We are social creatures by nature. We hunger for intimate nourishing community. It is our nature, it is the principle on which we sustain ourselves. Our need for intimacy with air, nourishing food and water sources, and the need to process and eliminate those entities in ways that benefit other life forms speaks to the interdependent community of life in which we live, and on which we depend for life. Our very structure is an expression of our nature. Should we choose to see it as the guide by which we might live, and through which we can thrive, we will act in service of our own best interest. To serve the community is to serve ourselves. We have yet to fully realize that our local community is Earth, and that we need to have a vested interest in each others success and well being to realize the full flower of that opportunity that exists in the context of the real government under which we all live – the laws of nature. To violate these laws, or to do anything less is to become the author of our own poverty and perhaps our own extinction. What has led to where we are will not take us forward. Like any womb, the thing that nourishes us to a certain point will strangle us if we do not emerge into the next paradigm of existence.

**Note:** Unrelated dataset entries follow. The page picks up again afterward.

PR #385, opened 2016-12-09
Create HTTP::Headers obj from headers hash

moollaza:
## Background
We've added support for Spices to use multiple headers, instead of just the `accept_header`.

The changes to DuckDuckGo are awaiting merge here: https://github.com/duckduckgo/duckduckgo/pull/208

The only remaining Spice, using the `accept_header` property has been updated here: https://github.com/duckduckgo/zeroclickinfo-spice/pull/3056

**Note:** This requires a new Perl module: `HTTP::Headers`

## Description
This PR updates DuckPAN to support passing along the `$headers` hash reference when creating the `HTTP::Request` object, by instantiating a `HTTP::Headers` object

## Testing

This can be tested by installing the newest DDG build, and running the DuckPAN Server in the Spice repo. The `Skyscanner` and `CocoaPods` Spices have already been updated to use the new `spice headers` property.

/cc @jbarrett

### DIFF
--- a/lib/App/DuckPAN/Web.pm
+++ b/lib/App/DuckPAN/Web.pm
@@ -15,6 +15,7 @@ use HTML::TreeBuilder;
 use HTML::Element;
 use Data::Printer return_value => 'dump';
 use HTTP::Request;
+use HTTP::Headers;
 use LWP::UserAgent;
 use URI::Escape;
 use JSON;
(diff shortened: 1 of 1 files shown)


moollaza:
We've now merged + released the headers changes in the DDG lib. We can move forward with testing + releasing these changes 👍

PR #387, opened 2017-03-22
Pass spice headers to GET requests and print HTTP::Request in DuckPAN output

moollaza:
When dealing with and debugging Spice IA's that use POST request and/or `spice headers` the developer is not able to see the POST request body, or the headers that are sent.

This minor change ensures that the full request for both GET and POST requests is displayed to the developer.

Also, this ensure that `spice headers` are also passed along when used with a GET request.

/cc @pjhampton 

---

Example output:

1__zeroclickinfo-spice__duckpan_-i____p5-app-duckpan_lib_server__gcat_


zachthompson:
ty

Each of us that understands the community principle as the way to nourish our future must do what we can to cultivate a wider expressions of this. Those of us on the cusp of this new paradigm of awareness must cultivate more tangible expressions. To move forward, we must integrate the community principle into our personal, community, business, governmental and environmental values. We can become authors of our collective wealth if, and only if, we recognize our individual potential depends on how much we collectively nourish the community of life in which we live, and on which we depend for life.
Be well.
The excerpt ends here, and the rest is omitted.